Whom to Query for What: Adaptive Group Elicitation via Multi-Turn LLM Interactions
- URL: http://arxiv.org/abs/2602.14279v1
- Date: Sun, 15 Feb 2026 19:05:34 GMT
- Title: Whom to Query for What: Adaptive Group Elicitation via Multi-Turn LLM Interactions
- Authors: Ruomeng Ding, Tianwei Gao, Thomas P. Zollo, Eitan Bachmat, Richard Zemel, Zhun Deng,
- Abstract summary: We study adaptive group elicitation, a multi-round setting where an agent adaptively selects both questions and respondents under explicit query and participation budgets.<n>We propose a theoretically grounded framework that combines (i) an LLM-based expected information gain objective for scoring candidate questions with (ii) heterogeneous graph neural network propagation that aggregates observed responses and participant attributes to impute missing responses and guide per-round respondent selection.<n>Across three real-world opinion datasets, our method consistently improves population-level response prediction under constrained budgets, including a >12% relative gain on CES at a 10% respondent budget.

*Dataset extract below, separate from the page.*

PR #1355, opened 2026-09-14
docs: align cluster and node discovery ports and remove etcd leftovers

### LINKED ISSUE #14081: [Docs] Align BanyanDB cluster/discovery docs, drop etcd leftovers, and publish docs from a docs branch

- Score: 13.900123583700472
- License: http://creativecommons.org/licenses/by/4.0/
- Abstract: Eliciting information to reduce uncertainty about latent group-level properties from surveys and other collective assessments requires allocating limited questioning effort under real costs and missing data. Although large language models enable adaptive, multi-turn interactions in natural language, most existing elicitation methods optimize what to ask with a fixed respondent pool, and do not adapt respondent selection or leverage population structure when responses are partial or incomplete. To address this gap, we study adaptive group elicitation, a multi-round setting where an agent adaptively selects both questions and respondents under explicit query and participation budgets. We propose a theoretically grounded framework that combines (i) an LLM-based expected information gain objective for scoring candidate questions with (ii) heterogeneous graph neural network propagation that aggregates observed responses and participant attributes to impute missing responses and guide per-round respondent selection. This closed-loop procedure queries a small, informative subset of individuals while inferring population-level responses via structured similarity. Across three real-world opinion datasets, our method consistently improves population-level response prediction under constrained budgets, including a >12% relative gain on CES at a 10% respondent budget.